Exercise aim:
What is needed is a word-for-word restatement of all the entries.

Collected data
PR #140, opened 2024-03-01
feat: add helper text

daniel-codecov:
Adds helper text to `proportion` and`value`.
 
Screenshot 2024-03-01 at 11 31 32 AM

Closes the first three here: https://github.com/codecov/engineering-team/issues/1315

### Legal Boilerplate


shared/django_apps/dummy_settings.py
```diff
@@ -2,7 +2,7 @@
 
 # Build paths inside the project like this: BASE_DIR / 'subdir'.
 BASE_DIR = Path(__file__).resolve().parent
-from .db_settings import *
+from shared.django_apps.db_settings import *
```
daniel-codecov, line 5: it doesn't like the relative import

shared/django_apps/rollouts/migrations/0003_alter_featureflag_proportion_and_more.py
```diff
@@ -0,0 +1,41 @@
+# Generated by Django 4.2.7 on 2024-03-01 16:29
```
daniel-codecov, line 1: doesn't actually alter db, just adds helper text for django

shared/django_apps/dummy_settings.py
```diff
@@ -27,15 +27,15 @@
...
+        "NAME": "postgres",
         "USER": "postgres",
         "PASSWORD": "password",
         "HOST": "postgres",
         "PORT": 5432,
     },
     "timeseries": {
         "ENGINE": "django.db.backends.postgresql",
-        "NAME": "POSTGRES_USER",
+        "NAME": "postgres",
```
daniel-codecov, line 38: this was forgotten in https://github.com/codecov/shared/commit/9c1a9da61a778b1e04c89503df501a507c7339c2

joseph-sentry (approved):
lgtm

PR #153, opened 2024-03-13
Bundle Analysis: surface plugin name on parser error

JerrySentry:
Inject the plugin name (the plugin that was responsible for creating the stats file) if parsing the bundle stats file fails, this will be later used by the worker's BA processor to surface the bad plugin name as Sentry metrics.

### Legal Boilerplate

### DIFF
--- a/shared/bundle_analysis/parser.py
+++ b/shared/bundle_analysis/parser.py
@@ -68,7 +68,8 @@ class Parser:
 
             with open(path, "rb") as f:
                 for event in ijson.parse(f):
-                    self._parse_event(event)
+                    print("PARSING EVENT")
+                    self._parse_item(event)
 
                 # Delete old session/asset/chunk/module with the same bundle name if applicable
                 old_session = (
@@ -127,7 +128,7 @@ class Parser:
         elif prefix == "duration":
             self.info["duration"] = value
 
-    def _parse_event(self, event: Tuple[str, str, str]):
+    def _parse_item(self, event: Tuple[str, str, str]):
         prefix, _, value = event
         prefix_path = prefix.split(".")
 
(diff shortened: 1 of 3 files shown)


shared/bundle_analysis/parser.py
```diff
@@ -54,66 +54,57 @@ def reset(self):
...
+                self.session.info = json.dumps(self.info)
+
+                # this happens last so that we could potentially handle any ordering
+                # of top-level keys inside the JSON (i.e. we couldn't associate a chunk
+                # to an asset above if we parse the chunk before the asset)
+                self._create_associations()
+
+                assert self.session.bundle is not None
+                return self.session.id
+        except Exception as e:
```
JerrySentry, line 96: The diff is just formatting, basically wrapped the entire code block in a `try/except`, inject a plugin name to whatever the exception raised during bundle file parsing is.

shared/bundle_analysis/parser.py
```diff
@@ -54,66 +54,57 @@ def reset(self):
...
+            # Inject the plugin name to the Exception object so we have visibilitity on which plugin
+            # is causing the trouble.
+            e.bundle_analysis_plugin_name = self.info.get("plugin_name", "unknown")
+            raise e
 
     def _parse_event(self, event: Tuple[str, str, str]):
         prefix, _, value = event
```
JerrySentry, line 103: Shifted the ordering of `if` statements for readability, it follows the same sequence of what is on the bundle stats file.

adrian-codecov: Would altering the order change how this is decided? Is it relevant to check assets/chunks/modules before we check the version,, name, duration, etc?

adrian-codecov (approved):

shared/bundle_analysis/parser.py
JerrySentry: We want to grab the info asap because if/when the parsing for ACM fails then we know which bundler plugin failed via the info.bundler_name we collected already

PR #157, opened 2024-03-14
upper limit on django version

nora-codecov:
Without an upper limit here on django versioning, it goes to latest release, `5.x`, which is incompatible with python `3.9`, the version `api` uses. Out of an abundance of caution, let's keep these two projects on the same major version, which has the security patch for the [target vuln](https://github.com/advisories/GHSA-xxj9-f6rv-m3x4)


JerrySentry (approved):
that is good to know

PR #158, opened 2024-03-14
chore: update async interface

daniel-codecov:
Updates the async version of `check_value()` so that it matches the non-async version.

### DIFF
--- a/shared/rollouts/__init__.py
+++ b/shared/rollouts/__init__.py
@@ -187,7 +187,7 @@ class Feature:
             )
         )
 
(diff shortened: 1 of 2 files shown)


shared/bundle_analysis/models.py
```diff
@@ -98,6 +97,8 @@
 For now if the SQLAlchemy version is <1.4 it will go through the custom LegacySessionManager
 context manager object to handle opening and closing its sessions.
 """
+
```
daniel-codecov, line 100: lint

matt-codecov (approved):

PR #161, opened 2024-03-22
fix: fix glob pattern translation

giovanni-guidini:
Glob patterns were always considered as "prefixes",
and would match any depth after their ending.

Recently this became an issue noticed by a customer that was
trying to ignore all files ending with `bundle`, but ended up having
more files than intended ignored.

These changes remove this "glob is always a prefix" idea and solve this
use case. Users can still use "path as a prefix" but only proper paths,
not globs. They can also use regexes.

### Legal Boilerplate

### DIFF
--- a/shared/bundle_analysis/models.py
+++ b/shared/bundle_analysis/models.py
@@ -86,7 +86,6 @@ SCHEMA_VERSION = 1
 Base = declarative_base()
 
 
-
 """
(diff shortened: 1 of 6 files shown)


joseph-sentry (approved):
I get the feeling this may break many customers that have been relying on this incorrect behaviour, this change should definitely come with a change in the docs that calls this out as something that was done recently

PR #162, opened 2024-03-25
chore: add repo logs when fetching GH repos

ajay-sentry:
Adding some logging for the fetch_page functions in github.py for logging the repo names when returned from the api call

### Legal Boilerplate

### DIFF
--- a/shared/torngit/github.py
+++ b/shared/torngit/github.py
@@ -645,7 +645,9 @@ class Github(TorngitBaseAdapter):
 
         log.info(
             "Fetched page of repos using installation",
-            extra=dict(page_size=page_size, page=page, repos=repos),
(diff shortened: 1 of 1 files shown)


shared/torngit/github.py
```diff
@@ -732,9 +751,9 @@ async def get_repos_from_nodeids_generator(
                             primary_language.get("name") if primary_language else None
                         ),
                         "private": raw_repo_data["isPrivate"],
-                        "branch": default_branch.get("name")
-                        if default_branch
-                        else None,
+                        "branch": (
```
ajay-sentry, line 754: The stuff here and below is just formatting stuff from VSCode

adrian-codecov (approved):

Response area:
PR #140, opened 2024-03-01
feat: add helper text

daniel-codecov:
Adds helper text to `proportion` and`value`.
 
Screenshot 2024-03-01 at 11 31 32 AM

Closes the first three here: https://github.com/codecov/engineering-team/issues/1315

### Legal Boilerplate


shared/django_apps/dummy_settings.py
```diff
@@ -2,7 +2,7 @@
 
 # Build paths inside the project like this: BASE_DIR / 'subdir'.
 BASE_DIR = Path(__file__).resolve().parent
-from .db_settings import *
+from shared.django_apps.db_settings import *
```
daniel-codecov, line 5: it doesn't like the relative import

shared/django_apps/rollouts/migrations/0003_alter_featureflag_proportion_and_more.py
```diff
@@ -0,0 +1,41 @@
+# Generated by Django 4.2.7 on 2024-03-01 16:29
```
daniel-codecov, line 1: doesn't actually alter db, just adds helper text for django

shared/django_apps/dummy_settings.py
```diff
@@ -27,15 +27,15 @@
...
+        "NAME": "postgres",
         "USER": "postgres",
         "PASSWORD": "password",
         "HOST": "postgres",
         "PORT": 5432,
     },
     "timeseries": {
         "ENGINE": "django.db.backends.postgresql",
-        "NAME": "POSTGRES_USER",
+        "NAME": "postgres",
```
daniel-codecov, line 38: this was forgotten in https://github.com/codecov/shared/commit/9c1a9da61a778b1e04c89503df501a507c7339c2

joseph-sentry (approved):
lgtm

PR #153, opened 2024-03-13
Bundle Analysis: surface plugin name on parser error

JerrySentry:
Inject the plugin name (the plugin that was responsible for creating the stats file) if parsing the bundle stats file fails, this will be later used by the worker's BA processor to surface the bad plugin name as Sentry metrics.

### Legal Boilerplate

### DIFF
--- a/shared/bundle_analysis/parser.py
+++ b/shared/bundle_analysis/parser.py
@@ -68,7 +68,8 @@ class Parser:
 
             with open(path, "rb") as f:
                 for event in ijson.parse(f):
-                    self._parse_event(event)
+                    print("PARSING EVENT")
+                    self._parse_item(event)
 
                 # Delete old session/asset/chunk/module with the same bundle name if applicable
                 old_session = (
@@ -127,7 +128,7 @@ class Parser:
         elif prefix == "duration":
             self.info["duration"] = value
 
-    def _parse_event(self, event: Tuple[str, str, str]):
+    def _parse_item(self, event: Tuple[str, str, str]):
         prefix, _, value = event
         prefix_path = prefix.split(".")
 
(diff shortened: 1 of 3 files shown)


shared/bundle_analysis/parser.py
```diff
@@ -54,66 +54,57 @@ def reset(self):
...
+                self.session.info = json.dumps(self.info)
+
+                # this happens last so that we could potentially handle any ordering
+                # of top-level keys inside the JSON (i.e. we couldn't associate a chunk
+                # to an asset above if we parse the chunk before the asset)
+                self._create_associations()
+
+                assert self.session.bundle is not None
+                return self.session.id
+        except Exception as e:
```
JerrySentry, line 96: The diff is just formatting, basically wrapped the entire code block in a `try/except`, inject a plugin name to whatever the exception raised during bundle file parsing is.

shared/bundle_analysis/parser.py
```diff
@@ -54,66 +54,57 @@ def reset(self):
...
+            # Inject the plugin name to the Exception object so we have visibilitity on which plugin
+            # is causing the trouble.
+            e.bundle_analysis_plugin_name = self.info.get("plugin_name", "unknown")
+            raise e
 
     def _parse_event(self, event: Tuple[str, str, str]):
         prefix, _, value = event
```
JerrySentry, line 103: Shifted the ordering of `if` statements for readability, it follows the same sequence of what is on the bundle stats file.

adrian-codecov: Would altering the order change how this is decided? Is it relevant to check assets/chunks/modules before we check the version,, name, duration, etc?

adrian-codecov (approved):

shared/bundle_analysis/parser.py
JerrySentry: We want to grab the info asap because if/when the parsing for ACM fails then we know which bundler plugin failed via the info.bundler_name we collected already

PR #157, opened 2024-03-14
upper limit on django version

nora-codecov:
Without an upper limit here on django versioning, it goes to latest release, `5.x`, which is incompatible with python `3.9`, the version `api` uses. Out of an abundance of caution, let's keep these two projects on the same major version, which has the security patch for the [target vuln](https://github.com/advisories/GHSA-xxj9-f6rv-m3x4)


JerrySentry (approved):
that is good to know

PR #158, opened 2024-03-14
chore: update async interface

daniel-codecov:
Updates the async version of `check_value()` so that it matches the non-async version.

### DIFF
--- a/shared/rollouts/__init__.py
+++ b/shared/rollouts/__init__.py
@@ -187,7 +187,7 @@ class Feature:
             )
         )
 
(diff shortened: 1 of 2 files shown)


shared/bundle_analysis/models.py
```diff
@@ -98,6 +97,8 @@
 For now if the SQLAlchemy version is <1.4 it will go through the custom LegacySessionManager
 context manager object to handle opening and closing its sessions.
 """
+
```
daniel-codecov, line 100: lint

matt-codecov (approved):

PR #161, opened 2024-03-22
fix: fix glob pattern translation

giovanni-guidini:
Glob patterns were always considered as "prefixes",
and would match any depth after their ending.

Recently this became an issue noticed by a customer that was
trying to ignore all files ending with `bundle`, but ended up having
more files than intended ignored.

These changes remove this "glob is always a prefix" idea and solve this
use case. Users can still use "path as a prefix" but only proper paths,
not globs. They can also use regexes.

### Legal Boilerplate

### DIFF
--- a/shared/bundle_analysis/models.py
+++ b/shared/bundle_analysis/models.py
@@ -86,7 +86,6 @@ SCHEMA_VERSION = 1
 Base = declarative_base()
 
 
-
 """
(diff shortened: 1 of 6 files shown)


joseph-sentry (approved):
I get the feeling this may break many customers that have been relying on this incorrect behaviour, this change should definitely come with a change in the docs that calls this out as something that was done recently

PR #162, opened 2024-03-25
chore: add repo logs when fetching GH repos

ajay-sentry:
Adding some logging for the fetch_page functions in github.py for logging the repo names when returned from the api call

### Legal Boilerplate

### DIFF
--- a/shared/torngit/github.py
+++ b/shared/torngit/github.py
@@ -645,7 +645,9 @@ class Github(TorngitBaseAdapter):
 
         log.info(
             "Fetched page of repos using installation",
-            extra=dict(page_size=page_size, page=page, repos=repos),
(diff shortened: 1 of 1 files shown)


shared/torngit/github.py
```diff
@@ -732,9 +751,9 @@ async def get_repos_from_nodeids_generator(
                             primary_language.get("name") if primary_language else None
                         ),
                         "private": raw_repo_data["isPrivate"],
-                        "branch": default_branch.get("name")
-                        if default_branch
-                        else None,
+                        "branch": (
```
ajay-sentry, line 754: The stuff here and below is just formatting stuff from VSCode

adrian-codecov (approved):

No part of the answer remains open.